YOUR INSTRUCTIONS: Report all lines below with the word "actions".

==== DATA SUPPLIED ====

PR #64, opened 2023-01-15
feat: add test for subDAO config update via proposal

sotnikov-s:
this PR prettifies `subdao.test.ts` and adds to it an additional test that updates subDAO config using a proposal

**contracts:** https://github.com/neutron-org/neutron-dao/pull/29
**tests result:** https://github.com/neutron-org/neutron-tests/actions/runs/3925298149.

### DIFF
--- a/src/testcases/subdao.test.ts
+++ b/src/testcases/subdao.test.ts
@@ -6,10 +6,12 @@ import {
   createBankMassage,
   NeutronContract,
 } from '../helpers/cosmos';
+import { InlineResponse20075TxResponse } from '@cosmos-client/core/cjs/openapi/api';
 import {
   TimelockConfig,
   TimelockProposalListResponse,
   TimeLockSingleChoiceProposal,
+  SubDaoConfig,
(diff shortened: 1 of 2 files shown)


src/testcases/subdao.test.ts
```diff
@@ -853,9 +662,57 @@ describe('Neutron / Subdao', () => {
     });
   });
 
+  describe('Subdao: Proposals and access', () => {
+    let proposal_id: number;
+    test('Update config: Unauthorized', async () => {
```
swelf19, line 667: i would suggest to test that `not timelocked` proposal is  forbidden as well, but to test it we need to instantiate a second propsal module with policy `AnyoneMayPropose`. We can make it as a separate task

swelf19 (dismissed):

pr0n00gler (commented):
Fix linter errors, pls

pr0n00gler (approved):

swelf19 (approved):

PR #2356, opened 2026-08-20
feat(eve): buffer action progress lifecycle

benpankow:
### Summary

Related to #1673. Built on #2310.

Adds the producer-side progress buffer. Events accumulate to the turn-step boundary, split at the protocol limit, and submit through the existing callback. Reduction and provider debounce stay in the collector; this does not add another durable queue or transport.

### Validation

Adds a focused buffer test for protocol-sized batches and flushing the remainder.

### Diff size

**Docs** — 1 file · `+5 / -0`

Adds the release note.

**Implementation** — 2 files · `+49 / -12`

Adds the single producer buffer and routes the observer through it.

**Tests** — 1 file · `+28 / -0`

Covers bounded submission and explicit flush.

### DIFF
--- a/.changeset/calm-actions-progress.md
+++ b/.changeset/calm-actions-progress.md
@@ -1,0 +1,5 @@
+---
+"eve": patch
+---
+
+Run progress reporting in an independent best-effort collector, with deterministic root, delegated work, action, and human-blocker lifecycle across local and remote agents.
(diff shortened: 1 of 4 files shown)


benpankow:
Closing to simplify the event-relay refactor. Producer-side batching is no longer the intended boundary and can be revisited later if the observer path needs it.

PR #2372, opened 2026-08-21
fix(eve): prepare Web Chat TypeScript config before install

ctgowrie:
### Summary

`eve add channel/web` installed Web Chat files that import through `@/`, but shadcn could leave the existing eve `tsconfig.json` without that alias or the required Next.js settings. The command now prepares and validates the project’s JSONC TypeScript configuration before shadcn installs files, preserving existing options and comments while rejecting conflicting `@/*` mappings. The registry no longer ships `tsconfig.json`, so `--overwrite` cannot replace project-owned configuration.

### Validation

Focused registry unit tests pass (56 tests), the eve package typechecks, and the complete docs registry check passes. A production Next.js build of the reported `../eve-scratch/eve-web-1` reproduction also passes after applying the new pre-install transformation. `guard:invariants` remains blocked by symlinks in the unrelated untracked ARC-AGI virtual environment.

### Checklist

### Diff size

**Docs** — 1 file · `+5 / -0`

Adds the patch release note for the corrected Web Chat installation behavior.

**Implementation** — 5 files · `+140 / -13`

Keeps TypeScript configuration ownership in eve’s pre-install step, removes it from the shadcn payload, and extends the vendored JSONC declaration only with APIs needed to preserve comments during edits.

**Tests** — 2 files · `+53 / -0`

Covers JSONC preservation, compatible and conflicting aliases, and verifies that Web Chat preparation runs before registry installation.

### DIFF
--- a/apps/docs/scripts/validate-channel-registry.ts
+++ b/apps/docs/scripts/validate-channel-registry.ts
@@ -130,13 +130,19 @@ for (const [index, item] of items.entries()) {
   if (entry === undefined) throw new Error(`Unexpected channel registry item "${item.name}".`);
   const registrySlug = expectedSlugs[index];
 
-  if (
-    entry.slug === "eve" &&
-    item.dependencies?.some((dependency) => dependency === "ai" || dependency.startsWith("ai@"))
-  ) {
-    throw new Error(
-      `Registry item "${item.name}" must preserve the agent's existing AI SDK dependency.`,
-    );
+  if (entry.slug === "eve") {
+    if (
+      item.dependencies?.some((dependency) => dependency === "ai" || dependency.startsWith("ai@"))
+    ) {
+      throw new Error(
+        `Registry item "${item.name}" must preserve the agent's existing AI SDK dependency.`,
+      );
+    }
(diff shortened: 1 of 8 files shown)


AndrewBarba (approved):

apps/docs/scripts/validate-channel-registry.ts
```diff
@@ -130,13 +130,19 @@ for (const [index, item] of items.entries()) {
...
+    ) {
+      throw new Error(
+        `Registry item "${item.name}" must preserve the agent's existing AI SDK dependency.`,
+      );
+    }
+    if (item.files?.some((file) => file.target === "tsconfig.json")) {
+      throw new Error(
+        `Registry item "${item.name}" must let eve prepare tsconfig.json before shadcn installs files.`,
+      );
+    }
```
ruiconti, line 145: Does this mean that `eve add` will crash if `tsconfig.json` is already present? @!e0

ctgowrie: No. This prevents the registry from having tsconfig. eve add merges attrs in

ruiconti (approved):

PR #2374, opened 2026-08-21
fix(docs): preserve sidebar position when expanding sections

ctgowrie:
### Summary

Expanding a docs sidebar section reran Geistdocs' active-page scroll effect, moving the sidebar away from the section the reader had just opened. This patches Geistdocs so active-page scrolling still runs for route-driven ancestor changes, but not for user-driven folder toggles. Collapsed-by-default sections and active-page positioning are otherwise unchanged.

### Validation

Reproduced the jump before the patch and confirmed at desktop and mobile widths that expanding the last visible section preserves both its expanded state and the sidebar scroll position, with no mobile horizontal overflow. The docs unit suite passes (161 tests); a production build compiled and typechecked successfully but could not finish prerendering because template sync data requires network access.

### Checklist

### Diff size

Not applicable.

**Implementation** — 3 files · `+40 / -2`

The runtime change is a focused pnpm patch to Geistdocs; the remaining changes register and lock that patch until the dependency includes the fix upstream.

The regression is interaction-specific and was validated in the running docs site at desktop and mobile widths.

### DIFF
--- a/patches/@vercel__geistdocs@1.20.2.patch
+++ b/patches/@vercel__geistdocs@1.20.2.patch
@@ -1,0 +1,31 @@
+diff --git a/dist/internal/sidebar.js b/dist/internal/sidebar.js
+index eedcfef1f4a0657c91a5b626194d964bd7c97029..6c0f3767de684af2c97376bb8abff89106ef087d 100644
+--- a/dist/internal/sidebar.js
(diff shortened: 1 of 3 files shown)


ctgowrie:
Upstreamed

====

EXERCISE RESPONSE:
**tests result:** https://github.com/neutron-org/neutron-tests/actions/runs/3925298149.
--- a/.changeset/calm-actions-progress.md
+++ b/.changeset/calm-actions-progress.md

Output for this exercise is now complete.